• [Exercise requirements]: Are you able to quote each entry exactly as written?

• [Extracted information]:
PR #825, opened 2024-06-27
Stricter behavior for form property editor

gigxz:
## Description

Update property editor to be match stricter schema. Sorry this is a big diff here. It includes:
* Only show the "relevant" fields in EnableWhen/AUtofill/Initial sections
* Some bug fixes on formUtil
* Some UI improvements

Relates to (but does not depend on): https://github.com/greenriver/hmis-warehouse/pull/4498 which enforces the stricter schema

**How to test**:
* pull down the related backend branch `stricter-hmis-form-json-schema`
* you will probalby need to delete any local forms that you have updated using the form builder to date, because it injected values that are now considered invalid
* use the form builder to create new forms. they should be valid (Eg not a bunch of JSON Schema errors when you save)

## Type of change


gigxz:
Still need to update the schema to match some of the changes made here, particularly around the "oneOf" needs https://github.com/greenriver/hmis-warehouse/pull/4498#discussion_r1661489534

src/modules/formBuilder/components/itemEditor/conditionals/EnableWhenCondition.tsx
```diff
@@ -27,11 +31,68 @@ interface EnableWhenConditionProps {
   enableWhenPath?: 'enableWhen' | `autofillValues.${number}.autofillWhen`; // path to enableWhen in form
 }
 
+const validOperatorsForType = (type: ItemType, repeats: boolean) => {
```
gigxz, line 34: should we try to capture this logic in the JSON Schema or validation?

there are many instances of this. It will be difficult (impossible?) for me to express this in JSON schema but I can validate it with code in the validator.

src/modules/formBuilder/components/itemEditor/conditionals/EnableWhenCondition.tsx
```diff
@@ -27,11 +31,68 @@ interface EnableWhenConditionProps {
...
+    operators.push(EnableOperator.GreaterThanEqual);
+    operators.push(EnableOperator.LessThanEqual);
+  }
+
+  // any item type supports enableWhen, so we can always evaluate the condition of whether the item is enabled or not
+  operators.push(EnableOperator.Enabled);
+  return operators;
+};
+
+export const determineEnableWhenComparisonField = (
```
gigxz, line 65: should we try to capture this logic in the json schema

src/modules/formBuilder/formBuilderUtil.ts
```diff
@@ -82,6 +82,39 @@ export const validComponentsForType = (type: ItemType) => {
       return [];
   }
 };
+export const determineAutofillField = (itemType: ItemType) => {
```
martha, line 85: Could these be combined into 1 function?

src/modules/formBuilder/components/itemEditor/conditionals/EnableWhenCondition.tsx
martha: Nice, I think this is a much better ux than before!

As for validating in the json schema or in the backend validator code, I think it is a good idea, but now that these restrictions are in place in the frontend interface, I also think it would be fine to leave as a todo/cleanup for later.

src/modules/formBuilder/components/itemEditor/conditionals/InitialValue.tsx
```diff
@@ -74,54 +94,80 @@ const InitialValue: React.FC<Props> = ({ itemType, control }) => {
...
-                options={localConstantsPickList}
-                helperText='Set initial value based on a local constant'
-              />
+              <Box sx={{ mt: 2 }}>
+                <Typography typography='body2' fontWeight={600}>
+                  Advanced Options
+                </Typography>
+                <Stack>
+                  <LabeledCheckbox
+                    label='Initialize using a Local Constant'
```
martha: I wonder if "initialize" might be a bit jargon-y for our users, though maybe this is ok because it's an advanced setting anyway. Could this be 'Set initial value based on a local constant', like the helper text above?

src/modules/formBuilder/components/itemEditor/FormEditorItemProperties.tsx
```diff
@@ -108,6 +136,15 @@ const FormEditorItemProperties: React.FC<FormEditorItemPropertiesProps> = ({
     [definition.definition]
   );
 
+  // If a field is marked as "always hidden", clear the enable_when conditions
```
martha, line 138: I could imagine this causing ux issues if someone taps the "always hidden" button accidentally (just clicking around) on a form item that already has a complicated enableWhen setup. I'm sure it's fine since they can just cancel their changes instead of saving. But maybe we could consider also adding helper text such as "Removes any existing conditions for visibility"? We even could set that text conditionally depending on `hasEnableWhen`.

src/modules/formBuilder/components/itemEditor/FormEditorItemProperties.tsx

• [Worked solution]:
PR #825, opened 2024-06-27
Stricter behavior for form property editor

gigxz:
## Description

Update property editor to be match stricter schema. Sorry this is a big diff here. It includes:
* Only show the "relevant" fields in EnableWhen/AUtofill/Initial sections
* Some bug fixes on formUtil
* Some UI improvements

Relates to (but does not depend on): https://github.com/greenriver/hmis-warehouse/pull/4498 which enforces the stricter schema

**How to test**:
* pull down the related backend branch `stricter-hmis-form-json-schema`
* you will probalby need to delete any local forms that you have updated using the form builder to date, because it injected values that are now considered invalid
* use the form builder to create new forms. they should be valid (Eg not a bunch of JSON Schema errors when you save)

## Type of change


gigxz:
Still need to update the schema to match some of the changes made here, particularly around the "oneOf" needs https://github.com/greenriver/hmis-warehouse/pull/4498#discussion_r1661489534

src/modules/formBuilder/components/itemEditor/conditionals/EnableWhenCondition.tsx
```diff
@@ -27,11 +31,68 @@ interface EnableWhenConditionProps {
   enableWhenPath?: 'enableWhen' | `autofillValues.${number}.autofillWhen`; // path to enableWhen in form
 }
 
+const validOperatorsForType = (type: ItemType, repeats: boolean) => {
```
gigxz, line 34: should we try to capture this logic in the JSON Schema or validation?

there are many instances of this. It will be difficult (impossible?) for me to express this in JSON schema but I can validate it with code in the validator.

src/modules/formBuilder/components/itemEditor/conditionals/EnableWhenCondition.tsx
```diff
@@ -27,11 +31,68 @@ interface EnableWhenConditionProps {
...
+    operators.push(EnableOperator.GreaterThanEqual);
+    operators.push(EnableOperator.LessThanEqual);
+  }
+
+  // any item type supports enableWhen, so we can always evaluate the condition of whether the item is enabled or not
+  operators.push(EnableOperator.Enabled);
+  return operators;
+};
+
+export const determineEnableWhenComparisonField = (
```
gigxz, line 65: should we try to capture this logic in the json schema

src/modules/formBuilder/formBuilderUtil.ts
```diff
@@ -82,6 +82,39 @@ export const validComponentsForType = (type: ItemType) => {
       return [];
   }
 };
+export const determineAutofillField = (itemType: ItemType) => {
```
martha, line 85: Could these be combined into 1 function?

src/modules/formBuilder/components/itemEditor/conditionals/EnableWhenCondition.tsx
martha: Nice, I think this is a much better ux than before!

As for validating in the json schema or in the backend validator code, I think it is a good idea, but now that these restrictions are in place in the frontend interface, I also think it would be fine to leave as a todo/cleanup for later.

src/modules/formBuilder/components/itemEditor/conditionals/InitialValue.tsx
```diff
@@ -74,54 +94,80 @@ const InitialValue: React.FC<Props> = ({ itemType, control }) => {
...
-                options={localConstantsPickList}
-                helperText='Set initial value based on a local constant'
-              />
+              <Box sx={{ mt: 2 }}>
+                <Typography typography='body2' fontWeight={600}>
+                  Advanced Options
+                </Typography>
+                <Stack>
+                  <LabeledCheckbox
+                    label='Initialize using a Local Constant'
```
martha: I wonder if "initialize" might be a bit jargon-y for our users, though maybe this is ok because it's an advanced setting anyway. Could this be 'Set initial value based on a local constant', like the helper text above?

src/modules/formBuilder/components/itemEditor/FormEditorItemProperties.tsx
```diff
@@ -108,6 +136,15 @@ const FormEditorItemProperties: React.FC<FormEditorItemPropertiesProps> = ({
     [definition.definition]
   );
 
+  // If a field is marked as "always hidden", clear the enable_when conditions
```
martha, line 138: I could imagine this causing ux issues if someone taps the "always hidden" button accidentally (just clicking around) on a form item that already has a complicated enableWhen setup. I'm sure it's fine since they can just cancel their changes instead of saving. But maybe we could consider also adding helper text such as "Removes any existing conditions for visibility"? We even could set that text conditionally depending on `hasEnableWhen`.

src/modules/formBuilder/components/itemEditor/FormEditorItemProperties.tsx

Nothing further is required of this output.